The sequel of the siege contains no matter of interest. Syracuse was taken by surprise through the negligence of the guard, and Archimedes is said to have been slain by a soldier, as he was deeply intent on the solution of a problem.

Lines of circumvallation continued long to be the principal means employed by the Romans in the reduction of strong places. Even the inventive genius of Cæsar does not appear to have devised the means of dispensing with this tedious and most laborious process. In his Gallic wars he had frequent recourse to it, though the Gallic fortifications, it might be thought, could not be of the most formidable description; and the siege of Alesia furnishes one of the most remarkable instances of it on record. The town stood on an eminence, surrounded on three sides by hills of equal height, at a moderate distance: in front extended a plain, three miles in length. Round the foot of this eminence he dug a trench, twenty feet in width; and again, at an interval of 400 feet, two more, of which the inner one was filled with water: behind them he built a rampart twelve feet high, crowned with battlements, and strengthened with towers at intervals of eighty feet; and, more effectually to confine the besieged, and enable a smaller force to guard the works, the space between them and the inner ditch was filled with three distinct rows of obstacles. The first consisted of a sort of abattis, made with large branches of trees, with the ends squared and sharpened, set firmly in the earth (cippi). The next were called lilies (lilia), from their resemblance to the calix of that flower, with its upright pistil: these were circular cup–shaped cavities, three feet deep, with a sharpened stake in the centre, projecting about four inches above ground, and covered over with brushwood to deceive assailants. Still nearer to the town iron hooks (stimuli, like the Scottish calthrop, often used with effect against the English cavalry) were scattered, to lacerate the feet of the advancing enemy. The whole circuit of these works was fourteen miles, and a similar series protected the troops from attack from without.[17]

To come down to a period more interesting to modern readers, we find, in the middle ages, the same principles of operation followed, but in a ruder way, since neither men, nor money, nor science were so abundant among the nations who established kingdoms on the ruins of the western empire, as among the Romans; and, moreover, the turbulent independence of a feudal army, whose term of service was usually limited to a certain time, was unfitted for the severe labour, or the patient and continued watching, which the Roman legionaries cheerfully underwent. Still such skill as our ancestors of the middle ages had was borrowed from the Romans; they employed the same species of machines, towers, rams, and moveable galleries called cats, and the same or similar projectile engines, mentioned under the same names of catapultæ, onagri, scorpiones, &c., in the Latin authors of the eleventh and twelfth centuries; and mangonels, trebuchets, war–wolfs, &c. in the vernacular tongue. The first defence of a castle or city was usually a strong wooden palisade called the barriers; and at these many of the most obstinate contests and remarkable feats of arms recorded by Froissart and other chroniclers of the times took place. These being carried, the next step was to level the ground, drain or fill up the ditch, and prepare for bringing up the battering–rams or towers, or scaling–ladders, if it were thought fit to attempt an escalade. In the first crusade the headlong valour of the Christian knights endeavoured in vain to overleap the walls or force the gates of Jerusalem: time was required to construct two moving towers, and on the difficulty of procuring wood the fiction of the enchanted forest of Armida, in Tasso’s poem, is founded. The leader of the Genoese, one of the great maritime states of Italy, was the architect.

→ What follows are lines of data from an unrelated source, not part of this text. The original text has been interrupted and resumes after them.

PR #473, opened 2020-10-22
mayastor: Add flag for polling Reactor incoming thread queue

### LINKED ISSUE #438: Incoming queue polled to often
While running performance benchmarks, it observed that for each loop, we poll the reactor(s) for incoming threads. The queue on which we insert new threads is atomic which is rather expensive and could be polled less frequently. 

Instead of doing `while let Ok(i) = self.incomming.pop()` every iteration it is better to set a flag "incoming" to true when we schedule a new thread. When this flag is set, we should while loop over the queue.

daniel-shuy:
Closes #438 

Add `has_incoming` flag to `Reactor` to indicate that there are incoming threads to poll. This avoids polling the incoming thread queue too frequently.

### DIFF
--- a/mayastor/src/core/reactor.rs
+++ b/mayastor/src/core/reactor.rs
@@ -103,6 +103,9 @@ pub struct Reactor {
     /// incoming threads that have been scheduled to this core but are not
     /// polled yet
     incoming: crossbeam::queue::SegQueue<Mthread>,
+    /// flag to indicate that there are incoming threads to be polled.
+    /// This is to avoid polling the incoming thread queue too frequently.
+    has_incoming: Cell<bool>,
     /// the logical core this reactor is created on
     lcore: u32,
     /// represents the state of the reactor
@@ -179,6 +182,7 @@ impl Reactors {
                     r.lcore
                 );
                 r.incoming.push(Mthread(thread));
+                r.has_incoming.set(true);
                 return true;
             }
             false
@@ -267,6 +271,7 @@ impl Reactor {
         Self {
             threads: RefCell::new(VecDeque::new()),
             incoming: crossbeam::queue::SegQueue::new(),
+            has_incoming: Cell::new(false),
             lcore: core,
             flags: Cell::new(ReactorState::Init),
             sx,
@@ -455,16 +460,19 @@ impl Reactor {
             t.poll();
         });
 
-        while let Ok(i) = self.incoming.pop() {
-            self.threads.borrow_mut().push_back(i);
+        if self.has_incoming.get() {
+            self.has_incoming.set(false);
+
+            while let Ok(i) = self.incoming.pop() {
+                self.threads.borrow_mut().push_back(i);
+            }
         }
     }
 
     /// poll the threads n times but only poll the futures queue once and look
     /// for incoming only once.
     ///
-    /// We might want to set a flag that we need to run futures and or incoming
-    /// queues
+    /// We might want to set a flag that we need to run futures
     pub fn poll_times(&self, times: u32) {
         let threads = self.threads.borrow();
         for _ in 0 .. times {
@@ -477,8 +485,12 @@ impl Reactor {
         self.run_futures();
         drop(threads);
 
-        while let Ok(i) = self.incoming.pop() {
-            self.threads.borrow_mut().push_back(i);
+        if self.has_incoming.get() {
+            self.has_incoming.set(false);
+
+            while let Ok(i) = self.incoming.pop() {
+                self.threads.borrow_mut().push_back(i);
+            }
         }
     }
 }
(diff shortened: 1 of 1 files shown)


mayastor/src/core/reactor.rs
```diff
@@ -455,16 +460,19 @@ impl Reactor {
             t.poll();
         });
 
-        while let Ok(i) = self.incoming.pop() {
-            self.threads.borrow_mut().push_back(i);
+        if self.has_incoming.get() {
```
tiagolobocastro, line 463: I think this could be simplified into something like if self.has_incoming.replace(false) == true { ... }

tiagolobocastro (commented):
Thanks for working on this @daniel-shuy !
This is where my rust knowledge is still not up to scratch yet but I wonder if has_incoming needs to be "volatile" here (or whatever the rust construct is), otherwise it could be optimized into a register since the compiler does not "see it change" in the polling loop?

mayastor/src/core/reactor.rs
daniel-shuy: Done, thanks!

daniel-shuy:
> This is where my rust knowledge is still not up to scratch yet but I wonder if has_incoming needs to be "volatile" here (or whatever the rust construct is), otherwise it could be optimized into a register since the compiler does not "see it change" in the polling loop?

@tiagolobocastro You're right, `Cell` is not thread-safe, I switched to using `AtomicBool` instead

tiagolobocastro:
> > This is where my rust knowledge is still not up to scratch yet but I wonder if has_incoming needs to be "volatile" here (or whatever the rust construct is), otherwise it could be optimized into a register since the compiler does not "see it change" in the polling loop?
> 
> @tiagolobocastro You're right, `Cell` is not thread-safe, I switched to using `AtomicBool` instead.
> 
> `volatile` is not sufficient as it only prevents compiler optimization, but doesn't provide shared memory between threads, which means that `poll_times()` could read `has_incoming` as `false` even though it has been set to `true` in `schedule()`. `volatile` in Rust is only useful for accessing memory that can be modified outside the application (eg. memory-mapped I/O registers), is it useless for multithreading.

In this case the code is actually run by the same thread... but it's called through the `spdk_thread_create` "in C" and so the rust compiler might not have "visibility" over this which is why I suggested the volatile.

I did not raise this issue but as I understand it, what we're trying to avoid here is the cost of polling the atomic incoming queue and thus why we're trying to avoid atomics here so we just need the compiler to check the actual memory everytime (changed by the same thread) and not "cache" the flag in a register.

gila:
The original patch -- i.e. without the atomic bool was indeed correct. I would be interested in the numbers pre/post-patch. 

We can obtain this with ”casperf -b 512 -q 64 ’malloc:///disk0?size_mb=100’” I think that even with debug build it would already show an improvement

daniel-shuy:
@tiagolobocastro @gila thanks, I now understand that `poll_times()` and `schedule()` are called from the same thread. I've dropped the `AtomicBool` change.

```
In other words, your original code was what we want I think, just need to check that the code generated is correct 👍
```
Sorry I'm kinda new to Rust, how can I see the generated code?

```
The original patch -- i.e. without the atomic bool was indeed correct. I would be interested in the numbers pre/post-patch.

We can obtain this with ”casperf -b 512 -q 64 ’malloc:///disk0?size_mb=100’” I think that even with debug build it would already show an improvement
```
Unfortunately I am unable to fully compile and run the project, it fails with "version `GLIBC_2.32' not found" (with `nix-shell`).

tiagolobocastro:
IIRC @blaisedias hit similar glibc issue recently?

gila:
We recently bumped nix packages so perhaps there is some overlap. Could you exit (all of them!) nix-shell and run the garbage collector and re-enter the shell?

daniel-shuy:
> We recently bumped nix packages so perhaps there is some overlap. Could you exit (all of them!) nix-shell and run the garbage collector and re-enter the shell?

Thanks, that worked.

However, when I run `./casperf -b 512 -q 64 'malloc:///disk0?size_mb=100'`, it fails with:
`EAL: No available hugepages reported in hugepages-2048kB`

After running `echo 512 | sudo tee  /sys/kernel/mm/hugepages/hugepages-2048kB/nr_hugepages`, `casperf` fails with:
`EAL: 512 hugepages of size 2097152 reserved, but no mounted hugetlbfs found for that size`

I then tried running:
```
mkdir -p /mnt/huge
sudo mount -t hugetlbfs nodev /mnt/huge
```
and it now fails with:
`EAL: Couldn't get fd on hugepage file`

I'm not sure if this has to do with me running on WSL.

daniel-shuy:
I tried the Docker approach as well, but running `cargo`/`rustc` throws `SegmentationFault`

jkryl:
I'm closing this PR as it hasn't been active for quite some time already. If the author wishes to continue in this effort, feel free to re-open. thanks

This man begunne with wondrous art to make
Not rammes, not mighty brakes, not slings alone,
Wherewith the firm and solid walls to shake,
To cast a dart, or throw a shaft or stone;
But, framed of pines and firres, did undertake
To build a forteresse huge, to which was none

Yet ever like, whereof he clothed the sides
Against the balles of fire with raw bulls’ hides.

In mortisses and sockets framed just
The beames, the studdes, and punchions joyned he fast;
To beat the cities wall, beneath forth burst
A ram with horned front; about her wast
A bridge the engine from her side out thrust,
Which on the wall, when need required, she cast;

And on her top a turret small up stood,
Strong, surely armed, and builded of like wood.

Set on a hundred wheels, the rolling masse
On the smooth lands went nimbly up and downe,
Though full of armes, and armed men it was,
Yet with small pains it ran as it had flowne;
Wondered the camp so quick to see it passe,
They praised the workmen, and their skill unknowne;

And on that day two towres they builded more,
Like that which sweet Clorinda burnt before.[18]